Show Mom You Love Her Many years ago my mother underwent heart surgery. It was a tough operation. After they rolled her into the operating room, a sensible old doctor came out and told us to go home. He'd call us when she came out of surgery. My father insisted on staying at the hospital. But my sisters and I decided to listen to the doctor. When you're waiting for someone you love to come through major surgery time seems endless. With nothing to do but worry, my sisters and I started paging through old photo albums. And there, looking back to the 1957s and 1959s, were pictures of our parents. They looked great. My mother was beautiful and in terrific shape. We don't usually think of our parents as good-looking, because they are, after all, our moms and dads. But in page after page of the albums, we saw people of youth and zest and beauty. Hours later the phone rang. Mom was out of surgery and we could go to Intensive Care to visit with her for a few moments. When I saw her, she looked awful, really beaten up. And the sound of the respirator drawing her breath in and out ran right through me. As I stood by her bedside, my mind was drawn back to those earlier photographs. And I wondered: what had happened to that young and lovely woman?

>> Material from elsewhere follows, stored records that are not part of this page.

PR #310, opened 2026-05-28
feat(lumina): support null values in vector column during index building

lxy-9602:
### Purpose

Support writing null vector values in LuminaGlobalIndex. Previously, any null in the vector column would cause AddBatch to fail. Now, null rows are automatically skipped during index building — their row IDs are not indexed, and they will never be recalled by vector search.

- `AddBatch`: splits contiguous non-null rows into segments, skips null rows
- `Finish`: returns empty metas when all rows are null
- `LuminaDataset`: uses per-segment start IDs to generate correct non-contiguous vector IDs

Linked issue #5 

### Tests
LuminaGlobalIndexTest. TestWriteWithNullRows
LuminaGlobalIndexTest.TestWriteWithMultipleNullSegments
LuminaGlobalIndexTest.TestWriteWithAllNullRows
LuminaGlobalIndexTest.TestWriteWithNullAndFilter
GlobalIndexTest .TestWriteCommitScanReadIndexWithScore

### Generative AI tooling
Generated-by: Claude-4.6-Opus

### DIFF
--- a/src/paimon/global_index/lumina/lumina_global_index.cpp
+++ b/src/paimon/global_index/lumina/lumina_global_index.cpp
@@ -177,8 +177,12 @@ Result<std::shared_ptr<GlobalIndexReader>> LuminaGlobalIndex::CreateReader(
 class LuminaDataset : public ::lumina::api::Dataset {
  public:
     LuminaDataset(int64_t element_count, uint32_t dimension,
-                  const std::vector<std::shared_ptr<arrow::FloatArray>>& array_vec)
-        : element_count_(element_count), dimension_(dimension), array_vec_(array_vec) {}
+                  const std::vector<std::shared_ptr<arrow::FloatArray>>& array_vec,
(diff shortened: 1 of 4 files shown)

* Was it the burden of having children? * Was it staying up all night with those

children through mealess, mumps fevers, chicken pox, and all the other assorted. ailments which plague youngsters?

* Was it the thousands of wash loads in an age before disposable diapers? * Was it waiting for us to come home from dates, when our curfew was midnight but excuses always brought us in after 1:00am?

* Was it the people we dated who sometimes turned out to be every bit as bad as our parents had predicted? * Was it the glassy eyes we averted or the alcohol on our breath (no matter how many mints we used to cover our drinking)?

*

Was it our silly acts of rebellion when we rejected all authority (including our parents) as outdated and stupid and out of touch?

* Was it the vacation they didn't take because there were too many bills to cover? * Was it all of those awful parent-teacher meetings, when teachers chided her children for unrealized "potential," but only Mom really believed that promise was there?

* Was it the times when her brothers and parents died, but there was so little time to grieve because we were children who needed to be raised?

* Was it going withoug so that we would have more?

* Was it the struggle to juggle the vocation of being a mother with the vocation of being a spouse? * Was it the pain of letting go when we grew up, the challenge of loving us enough to let us be free? Our parents give us so much, and it costs them. Our appreciation of our moms should not be limited to one day, Mother's Day. Our mothers are givers and, from time to time, we need to let them know that in a world sometimes devoid of heroes, they continue to give heroic witness. Questions for Reflection 1- What are some ways that you show / ed your appreciation for your mother for all she has done for you? 2- If you still suffer from “mother wounds” speak to God about you desire for healing and wholeness.